◆ Problem requirements: The records that follow must be transcribed in full, without any change.

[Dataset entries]
════

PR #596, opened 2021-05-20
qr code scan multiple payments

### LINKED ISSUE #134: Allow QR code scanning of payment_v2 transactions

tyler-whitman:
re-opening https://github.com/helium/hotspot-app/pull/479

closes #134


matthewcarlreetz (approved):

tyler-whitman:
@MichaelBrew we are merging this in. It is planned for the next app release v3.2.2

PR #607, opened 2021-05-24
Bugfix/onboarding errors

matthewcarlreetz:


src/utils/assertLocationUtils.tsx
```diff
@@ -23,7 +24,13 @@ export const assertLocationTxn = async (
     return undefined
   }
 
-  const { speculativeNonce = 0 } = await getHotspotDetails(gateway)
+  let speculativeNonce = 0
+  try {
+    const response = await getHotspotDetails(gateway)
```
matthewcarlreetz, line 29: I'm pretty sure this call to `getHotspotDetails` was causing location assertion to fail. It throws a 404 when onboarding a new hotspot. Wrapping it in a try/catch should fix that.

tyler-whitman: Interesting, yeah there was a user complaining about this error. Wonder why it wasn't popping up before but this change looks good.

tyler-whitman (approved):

════

◆ Answer to the exercise:
PR #596, opened 2021-05-20
qr code scan multiple payments

### LINKED ISSUE #134: Allow QR code scanning of payment_v2 transactions

tyler-whitman:
re-opening https://github.com/helium/hotspot-app/pull/479

closes #134


matthewcarlreetz (approved):

tyler-whitman:
@MichaelBrew we are merging this in. It is planned for the next app release v3.2.2

PR #607, opened 2021-05-24
Bugfix/onboarding errors

matthewcarlreetz:


src/utils/assertLocationUtils.tsx
```diff
@@ -23,7 +24,13 @@ export const assertLocationTxn = async (
     return undefined
   }
 
-  const { speculativeNonce = 0 } = await getHotspotDetails(gateway)
+  let speculativeNonce = 0
+  try {
+    const response = await getHotspotDetails(gateway)
```
matthewcarlreetz, line 29: I'm pretty sure this call to `getHotspotDetails` was causing location assertion to fail. It throws a 404 when onboarding a new hotspot. Wrapping it in a try/catch should fix that.

tyler-whitman: Interesting, yeah there was a user complaining about this error. Wonder why it wasn't popping up before but this change looks good.

tyler-whitman (approved):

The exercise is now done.